Find the word "function" in the listing below. Copy every line that has it.
━━ Data to process
PR #1118, opened 2024-03-18
Add docs for citus_schema_move

onurctirtir:

PR #1138, opened 2025-08-27
Add docs for citus_schema_move in v12.1 docs

Green-Chan:
`citus_schema_move()` function was added in v12.1.0, but the docs for v12.1 is missing it.

This is a cherry-pick of #1118


ihalatci:

PR #1139, opened 2025-10-21
Simplify backup instruction for Citus metadata

ihalatci:
steps need to be run on all nodes, call out to old coordinator is misleading.


eaydingol (approved):

ihalatci:

PR #1140, opened 2025-12-25
Upgrades to Citus 14 and citus_stat_counters

onurctirtir:
Locally built by using "make docs" and everything is looking good.


ihalatci:

PR #5, opened 2017-09-18
Added bin folder to path

nop90:


crt0/Makefile
```diff
@@ -1,8 +1,10 @@
+export PATH	:=	$(DEVKITA64)/bin:$(PATH)
+
 switch_crt0.o: *.s
 	aarch64-none-elf-gcc -march=armv8-a -x assembler-with-cpp -c $^ -o $@
 
 install: switch_crt0.o
-	cp $^ $(DEVKITA64)/aarch64-none-elf/lib/$^
+	cp $^ $(DEVKITA64)/bin/aarch64-none-elf/lib/$^
```
d3m3vilurr: it's probably wrong.

nop90: you're right, 

that was from the wrong file. Sorry.

PR #18, opened 2017-11-08
devkitA64 alpha 5 updates (locks, TLS, etc) {TEST BEFORE MERGE}

fincs:
- [x] Using `-z nodynamic-undefined-weak` in linker options to remove dynamic lookup of undefined weak symbols (reduces unneeded bloat in generated binaries)
- [x] Add `-mtp=soft` to ARCH setting in makefile (*this change needs to be done in all projects including the switch examples*, I'll PR that later)
- [x] Integrate newlib locks with libnx (R)Mutex code
- [x] Add newlib reent support to libnx threads
- [x] Add TLS segment support to libnx threads

All of this is now done, however it's completely untested by me, since I can't run switch code (yet?)
Please test before merging.

### DIFF
--- a/nx/source/kernel/thread.c
+++ b/nx/source/kernel/thread.c
@@ -1,9 +1,32 @@
 // Copyright 2017 plutoo
 #include <switch.h>
 #include <malloc.h>
+#include "../internal.h"
 
-static void _EntryWrap(Thread* t) {
-    t->entry(t->arg);
+extern const u8 __tdata_lma[];
+extern const u8 __tdata_lma_end[];
+extern u8 __tls_start[];
+extern u8 __tls_end[];
+
+typedef struct {
+    Thread*        t;
+    ThreadFunc     entry;
+    void*          arg;
+    struct _reent* reent;
+    void*          tls;
+    void*          padding;
+} ThreadEntryArgs;
+
+static void _EntryWrap(ThreadEntryArgs* args) {
+    // Initialize thread vars
+    ThreadVars* tv = getThreadVars();
+    tv->magic      = THREADVARS_MAGIC;
+    tv->thread_ptr = args->t;
+    tv->reent      = args->reent;
+    tv->tls_tp     = (u8*)args->tls-2*sizeof(void*); // subtract size of Thread Control Block (TCB)
+
+    // Launch thread entrypoint
+    args->entry(args->arg);
     svcExitThread();
 }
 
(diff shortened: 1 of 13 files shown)


nx/source/system/readtp.s
```diff
@@ -0,0 +1,10 @@
+	.section .text.__aarch64_read_tp, "ax", %progbits
+	.global __aarch64_read_tp
+	.type __aarch64_read_tp, %function
+	.align 2
+	.cfi_startproc
+__aarch64_read_tp:
```
plutooo: Why is this in assembly

nx/source/kernel/thread.c
```diff
@@ -1,18 +1,45 @@
...
+    // Launch thread entrypoint
+    args->entry(args->arg);
     svcExitThread();
 }
 
 Result threadCreate(
     Thread* t, ThreadFunc entry, void* arg, size_t stack_sz, int prio,
     int cpuid)
 {
+    stack_sz = (stack_sz+0xF) &~ 0xF;
```
plutooo: Needs 4K align

nx/source/kernel/thread.c
```diff
@@ -24,21 +51,41 @@ Result threadCreate(
 
         if (R_SUCCEEDED(rc))
         {
-            u64 stack_top = ((u64)stack_mirror) + t->stack_sz;
+            u64 stack_top = ((u64)stack_mirror) + t->stack_sz - sizeof(ThreadEntryArgs);
```
plutooo: Must be 16-aligned

nx/source/system/readtp.s
fincs: It needs to be, __aarch64_read_tp is not following standard calling conventions (neither was __aeabi_read_tp in 32-bit ARM).

nx/source/kernel/thread.c
fincs: It already is, ThreadEntryArgs has an extra member to keep 16-byte alignment.

nx/source/kernel/thread.c
fincs: Will be fixed.

nx/source/system/readtp.s
plutooo: OK

nx/source/kernel/thread.c
plutooo: Yeah, but this can explode later when an innocent looking change breaks everything xD

fincs: Should I add a comment to ThreadEntryArgs in case it needs to be changed in the future?

plutooo: Yeah, or you could add code to align

plutooo:
LGTM, not tested

nx/source/services/fatal.c
```diff
@@ -36,4 +36,5 @@ void fatalSimple(Result err) {
     }
 
     ((void(*)())0xBADC0DE)();
+	__builtin_unreachable();
```
d3m3vilurr: mixed hardtab & softtab.

fincs: Whoops

PR #19, opened 2017-11-13
Elf->NRO support

shinyquagsire23:
Loads correctly with Pegaswitch, about as bare-minimum as elf2nso (no relocation/linking to NSOs, just loads in the sections and sets header info correctly). Probably doesn't work outright with crt0 (nor should it, tbh) but it's useful for building loadable code with devkitA64+libnx.


plutooo:
LGTM, been talking with people on how to resolve the crt0 issue

PR #20, opened 2017-11-14
elf2nro tweaks

shinyquagsire23:
Did some more testing (and forgot to commit some code...), the RX+R+RW sections are guaranteed to be located in sequence, so it's best to use the vaddr as the file writing location. ~~With the current crt0, however, this causes the NRO0 header to overwrite some of .text, can be avoided with some padding though.~~ crt0 has been adjusted to account for the NRO header.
━━━━
Solution to this task:
`citus_schema_move()` function was added in v12.1.0, but the docs for v12.1 is missing it.
+	.type __aarch64_read_tp, %function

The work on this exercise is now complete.